The practical risk from this type of attack rests in an extra level of detail that I can only summarise here. DNS servers typically issue many queries of the type I've described, sometimes hundreds a second. So as the responses flood in they need to match them to the initial queries. This is done using a query ID. This goes out in the initial request, and if the response has a query ID that matches (and other elements are the same), it is accepted as a response, the information is passed on to the client and the record is cached. So for an attack to be successful, the attacker must get the query ID right in the spoofed response. Not only that, but the attacker's spoofed response must be received prior to the correct response.

What this means is that the security of a DNS implementation really resides in how random the query IDs are. Older implementations of DNS would simply increment the query ID by 1 for each new query. That meant they were easy to guess. Once an attacker found one query ID, he would simply flood the server with query IDs for the next few hundred numbers and a match would probably be found. This could be automated and if the network topology was in the attacker's favour, could happen before the genuine response was received.

Patch work
More recently, security had been tightened up, and a query ID would be randomly generated from 64,000 possibilities.

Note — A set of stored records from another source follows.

PR #10130, opened 2018-06-24
feat(android): add stopAnimation() to View

m1ga:
**JIRA:** https://jira.appcelerator.org/browse/AC-5931

**Optional Description:**

Android has no possibility to cancel/stop animations like moving an object from left to right before the duration is over. This PR adds a `stopAnimation()` method to `Ti.UI.View`

```

	text: "-",
	width: Ti.UI.SIZE,
	height: Ti.UI.SIZE
});

	backgroundColor: 'red',
	height: 100,
	width: 100,
	top: 0,
	left: 0
});

const btn1 = Ti.UI.createButton({
	title: 'Animate',
	width: 100,
	height: 40,
	bottom: 20,
	left: 10
});
btn1.addEventListener('click', function() {
	view.left = 0;
	view.animate(ani);
});

const btn2 = Ti.UI.createButton({
	title: 'Cancel',
	width: 100,
	height: 40,
	bottom: 20,
	right: 10
});
btn2.addEventListener('click', function() {
	view.stopAnimation();
	view.left = 0;
});

const ani = Ti.UI.createAnimation({
	left: 100,
	duration: 3000
})

ani.addEventListener("start", function() {
	lbl.text = "start";
});

ani.addEventListener("complete", function() {
	lbl.text = "complete";
})

ani.addEventListener("cancel", function() {
	lbl.text = "cancel";
})

win.add([view, btn1, btn2, lbl]);
win.open();
```


sgtcoolguy (commented):
Hey @m1ga Thanks for yet another PR!

Some general thoughts:
- It feels odd to be calling this on the view itself, but I suppose we don't really return an object to call this on otherwise (we don't return something like a `Promise` to represent the operation). We could potentially call it on a `Ti.UI.Animation` object that you passed into `Ti.UI.View#animate`. Makes me curious how this would play with an animation that transitions to a second view...
- It also doesn't really give you control over exactly *which* animation it'd try and stop. I suppose only one animation per view at a time is executing given our API.
- Nor is there any feedback as to whether/when it gets canceled. Seems like for parity there should be a `'canceled'` event fired when an animation is canceled. Or maybe at least a boolean return value for this method to indicate that it will attempt to cancel (i.e. if we know there's no animation or it finished already we'd return false)? I don't see a nice backwards-compatible way to modify the `complete` event to denote an animation was canceled/stopped.

m1ga:
@sgtcoolguy thanks for your feedback! As far as I remember you can do `animate(null)` on iOS to stop an animation, so that would be another way to stop the animation on Android. But I have to check that.
Yes, since there is only one animation playing I thought it would be good to stop it on the view. But I'm open for the `Ti.UI.Animation` way! Just means that you have to keep track of the animation object. In my case I couldn't access it in the 2nd button.
A callback sounds like a good idea. I'll add a `cancelled` event, so we have `start`, `complete` and `cancelled` to listen for.

m1ga:
I think I can't make something like `animation.stop()` since it looks like that there is no connection between `TiAnimation` (just storing the parameters) and the actual TiAnimationBuilder that is created from the view where the animation is created

sgtcoolguy:
@m1ga Sorry about the delay in responding!

Ok, yeah it makes sense that We call stopAnimation() on the view then. I'd still like to see some sort of feedback/mechanism like a callback to handle when an animation is canceled.

Also, my OCD hates that both `canceled` and `cancelled` are [technically correct](http://grammarist.com/spelling/cancel/), and looking at our API docs I do not see that we stuck with one over the other...

m1ga:
Added the `cancel` event, updated the example, added the JIRA ticket

jquick-axway:
@m1ga, calling `View.animate()` should stop an existing animation too. On iOS, it does. On Android, the previous animation will continue to animate until its duration has ended, which causes the 2nd given animation to be ignored . This is a pre-existing bug in Titanium and not an issue on your end, but this is good opportunity to fix it. Thanks.

m1ga:
@jquick-axway I've added `animate()` to call stop, too. Should I remove `stopAnimation()`?

jquick-axway:
> Should I remove `stopAnimation()`?

Good question... because I'm wondering if setting `View.animate()` to `null` would be a good alternative to stopping an animation. Currently, setting it to `null` will throw an exception on Android, but we can change that behavior. On iOS, a `null` animation argument is simply ignored, but doesn't stop the current animation (we can change that too).

**Side Note:**
I've been experimenting with animations this week. Your fix to the `View.animate()` method solves an edge case where a translation/scale animation needs to change when the app orientation changes. So, thanks for this. :)

m1ga:
great...my master branch is broken after testing the github issue PR :disappointed: need to fix that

But a coordinated attack against randomly generated names in a domain, paired with random query IDs can be successful, and can compromise a cache on a targeted DNS server within a few minutes.

After Kaminsky's discovery, multiple vendors met secretly at Microsoft's campus to come up with a patch to remedy the issue. Those patches were released on the same day the official reports came out about the issue (and the details were only released later to give organisations time to patch their servers). The patches involve also randomly generating a source UDP port for the request, and an attacker would need to guess both this and the query ID to successfully poison the DNS cache.
If you routinely apply patches marked as "important" or "critical" on your servers, you will be protected to the level that is currently possible. There is little more that you can do, except to validate that your ISP has deployed the patch, and that it did so very rapidly (if it did not, it might be worth looking for a new ISP).

Clearly the vendors worked quickly and effectively to come up with a coordinated response, which is impressive (and a little surprising), but as I write today, still around half the world's DNS servers are yet to be patched. The vulnerability itself was not discovered by any government secret service or cybersecurity organisation, but by a private individual who just happened to be one of the good guys. If there is a call to action this month, it would be to do what you can to make sure that all governments recognise the nature of this kind of threat to national security.